May be we should try to redefine who a girl is and extend it to 30 to be accommodative to those ladies who wish to nail a PhD first before accepting to settle down. The other faction is well defined and their plight is one that is recognized by the community at large. Obviously, the death of a man introduces an imbalance in the society by introducing a free woman who would automatically be looking to hitch some form of company. The bond thereof between the widow and the target male could take any shape and form. Such women are expected by the society to stay loyal to their homes, children and the departed fellow to carry on his legacy and dreams. It is understandable when they start forcing men with celebrations of birthdays in church that leave the celebrant feeling uneasy and ambushed. You see, women are subtle like that but we are seasoned hunters with proven success over the years.

When a lady Bishop makes a clean effort in the church space after she recently fell back to the dating market as a result of natural causes, it is only fair that as an association of women, we be supportive to our own. The owner of the tall birthday machine has to be talked in to the concept of sharing, caring and the spirit of support to allow a comrade to tap some warmth this July and beyond.

We can throw in a rider and state that the newcomer has to be respectful in how she uses the borrowed resources. You cannot borrow a car and drive it carelessly on rough terrain for the lengthy hours without consent of the owner. Occasionally, the owner can pop in to observe and monitor how the equipment is used in real-time.  

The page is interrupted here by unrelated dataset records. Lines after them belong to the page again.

PR #12839, opened 2023-07-18
Update numpy build constraints for numpy 1.25

adrianeboyd:
## Description

Starting in numpy 1.25 (see
https://github.com/numpy/numpy/releases/tag/v1.25.0, https://numpy.org/doc/1.25/dev/depending_on_numpy.html), the numpy C API is backwards-compatible by default.

For python 3.9+, we should be able to drop the specific numpy build requirements and use `numpy>=1.25`, which is currently backwards-compatible to `numpy>=1.19`.

In the future when python 3.8 is dropped, the specific python <3.9 requirements could be dropped and the lower numpy pin could correspond to the oldest supported version for the current lower python pin.

### Types of change

?

## Checklist

### DIFF
--- a/setup.cfg
+++ b/setup.cfg
@@ -32,7 +32,8 @@ project_urls =
 zip_safe = false
 include_package_data = true
 python_requires = >=3.6
-# NOTE: This section is superseded by pyproject.toml will be removed in spaCy v4
+# NOTE: This section is superseded by pyproject.toml and will be removed in
+# spaCy v4
 setup_requires =
     cython>=0.25,<3.0
     # The newest supported pip for python 3.6 has bugs related to markers in


adrianeboyd:
The CI does not currently really test this, since numpy isn't downgraded after building.

From what I understand the lower numpy build constraint will need to be `numpy>=2.0` once numpy 2 is released.

spacy/tests/package/test_requirements.py
```diff
@@ -22,6 +22,7 @@ def test_build_dependencies():
     ]
     # ignore language-specific packages that shouldn't be installed by all
     libs_ignore_setup = [
+        "numpy",
```
rmitsch, line 25: Why is `numpy` in `libs_ignore_requirements` and `libs_ignore_setup` now?

setup.cfg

Being the instructor who understands the test vehicle well, the goat wife might choose to jump in and demonstrate a few skills touching on good practices of preservation. There could be a constitutional room that widows can be quasi mpango wa Kando. Actually, if the Gen-Z’s could take up this timely concern and incorporate among the agenda to present to the son of Sugoi, it would go a long way to address a critical gap in the society.

This generation of Kasmwel Mcoure has to also revolutionize the gender space and open up such delicate discussions such as demanding audience with the church to open up a clause in the Marriage Act to allow a slot for widows to join existing households. On the other hand, those of us that are single by choice may be subjected to some form of restraining constitutional measures to try and restrict them to hunt and pair only single available men. Perhaps, such simple ideas can become major turning points in how the society and church run.

The net effect of such an argument would encourage uptake of marriage among single women to single men and also lower the rates of divorce amongst married couple who have been massively disrupted by the hardened young who are unmarried in their midlife.